If I could share an afternoon with anyone, I would love to share it with...
My great-great-grandfather, Dr. Joseph Goldberger, challenged preconceived notions about stereotypes, health care and poverty, pioneered epidemiological analysis, and discovered the cause of and the cure for pellagra, a vitamin deficiency that killed many Americans in the early 20th century. I would love to spend an afternoon with my dad, an epidemiologist, and Dr. Goldberger, my dad’s grandfather, and listen to their life stories and try to emulate their passion for public health and medicine.
If I knew I could not fail, I would...
... create and implement public health and preventive medicine initiatives in developing countries worldwide. I believe that the most effective way to work toward achieving social justice is by promoting equality through access to health care. What makes a child born in a refugee camp in Cambodia any less deserving than a child born in the United States? Yet incidence of birth remains a major determinant of quality of life for children worldwide. By improving public health standards in developing countries and focusing on preventive medicine in developed countries, we would be able to reduce HIV/AIDS transmission, rid the world of the neglected tropical diseases and ensure healthier, happier and brighter futures for children regardless of their place of birth.

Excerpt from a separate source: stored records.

PR #813, opened 2023-12-20
Async callback: Don't skip checkpoints, reliably only launch async eval when the checkpoint is ready

aspfohl:
One limitation of https://github.com/mosaicml/llm-foundry/pull/702 was there was no guarantee every intermediate checkpoint would be evaled, and that the eval run would not fail due to the checkpoint upload not being completely finished.

This patches that by checking all saved checkpoints on the checkpointer saver and comparing that to the files actually visible in the save folder. I introduce a "check_interval" parameter that is configurable separately from the eval interval. Most of the new logic is in `_get_checkpoints_and_launch_runs` and includes handling of sharded checkpointing

Tested manually with runs below, will add unit tests on helpers after a first round of reviews

Example run with sharded checkpointing:
* async-sharded-anna-rUbAQh
* eval-2ba-async-sharded-anna-uqj855 (cancelled all other eval runs)

Example run with mono checkpoint:
* async-anna-nmEmY9
* eval-2ba-async-anna-up6sOJ


llmfoundry/callbacks/async_eval_callback.py
```diff
@@ -71,32 +72,29 @@ def get_run_name(training_run_name: str, current_interval: str) -> str:
     return f'{RUN_NAME_PREFIX}-{current_interval}-{name_without_uuid_suffix}'
 
 
-def get_latest_checkpoint(event: Event, state: State) -> Optional[str]:
-    """Get the latest checkpoint from the training run.
+SUPPORTED_UNITS = {TimeUnit.EPOCH, TimeUnit.BATCH}
+
+
+def get_interval_from_checkpoint(checkpoint: str, unit: TimeUnit) -> Time:
```
aspfohl, line 78: This and some of the other path wrangling I'm doing feels sort of hacky. I couldn't find anything obvious in composer that I could reuse, please point me to suggestions if you have any

dakinggg: yeah this is pretty painful and fragile. What if we saved more info on the `CheckpointSaver` callback in composer instead of trying to pull stuff out of strings here?

llmfoundry/callbacks/async_eval_callback.py
```diff
@@ -194,8 +216,10 @@ class AsyncEval(Callback):
         training_config: Dict[str, Any]: The config from the training run
         interval: Union[str, int, Time]: The interval describing how often eval runs should be
             launched. If an integer, it will be assumed to be in :attr:`.TimeUnit.EPOCH`.
-            Otherwise, the unit must be either :attr:`.TimeUnit.EPOCH`, :attr:`.TimeUnit.BATCH`,
-            :attr:`.TimeUnit.TOKEN`, or :attr:`.TimeUnit.SAMPLE`.
+            Otherwise, the unit must be either :attr:`.TimeUnit.EPOCH` or :attr:`.TimeUnit.BATCH`.
+        check_interval: Optional[Union[str, int, Time]]: The interval describing how often
```
dakinggg, line 220: does this actually need to be configurable? or we can we just remove this knob?

llmfoundry/callbacks/async_eval_callback.py
```diff
@@ -205,79 +229,186 @@ def __init__(
...
+            Returns checkpoints that have not been evaled
+        """
+        checkpointer = None
+        for callback in state.callbacks:
+            if isinstance(callback, CheckpointSaver):
+                checkpointer = callback
+                break
+
+        if not checkpointer:
+            log.warning('No checkpoint saver callback found. Skipping eval')
```
dakinggg, line 300: this should be `warnings.warn` I think, because it is a warning the user could take corrective action to fix

llmfoundry/callbacks/async_eval_callback.py
```diff
@@ -205,79 +229,186 @@ def __init__(
...
+                # checkpoint is something like folder/ep0-ba4/__0_0.distcp
+                checkpoint_folder = '/'.join(checkpoint.split('/')[:-1])
+
+                if f'{checkpoint_folder}/.metadata' not in found_checkpoints:
+                    log.debug(
+                        f'Checkpoint {checkpoint} not fully uploaded (missing metadata), skipping'
+                    )
+                    continue
+
+                for i in range(dist.get_world_size()):
```
dakinggg, line 347: perhaps it would be a bit less fragile to just count the number of files in the folder with the right file ending? im not sure if torch might change these filenames at some point.

dakinggg (commented):
Left a few comments to start. 

Also, one other thing to consider, how should this handle runs that get resumed?
An initial idea:
- resolve https://github.com/mosaicml/composer/issues/2087 and give the `CheckpointSaver` state about what checkpoints it has saved
- give the `AsyncEval` callback state about what checkpoints it has evaled
- i think everything just works at that point

llmfoundry/callbacks/async_eval_callback.py
aspfohl: Here's my proposition: https://www.notion.so/checkpoint-saver-state-improvements-423c8b7f35ca40a0baee678ef63bf8c6

I know we're pretty aggressive with locking to the latest composer in foundry, but what would you think about a hackier string parsing approach until the next composer release / composer bump in foundry? Even if a little more brittle, I think this logic makes the async callback significantly more usable. When manually testing, the previous version was consistently missing intermediate checkpoints

llmfoundry/callbacks/async_eval_callback.py
aspfohl: fair, removed!

aspfohl:
Composer dependency: https://github.com/mosaicml/composer/pull/2819
Example end to end run (single checkpoint): async-anna-JUOSGY
Example end to end training run (sharded checkpoint) async-sharded-anna-k2D9kB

The one UGA experience I will always remember will be...
I truly believe that the professional, academic and social relationships I’ve formed during my time here have changed the course of my life in the absolute best way possible. Every member of the Bulldog Nation is incredible, and without my friends and fellow students I would have never survived organic chemistry exams or studying for the MCAT. From scuba diving the Great Barrier Reef during my UGA study abroad in Australia to celebrating my medical school acceptance with my closest friends during this year’s Georgia-Florida weekend, the people I’ve met and the opportunities I’ve had here just continue to amaze me. Thus, I think the “one” UGA experience I will always remember is actually the totality of the different interactions I’ve had, lessons I’ve learned and memories I’ve accumulated while fortunate enough to be a student at UGA. Go Dawgs!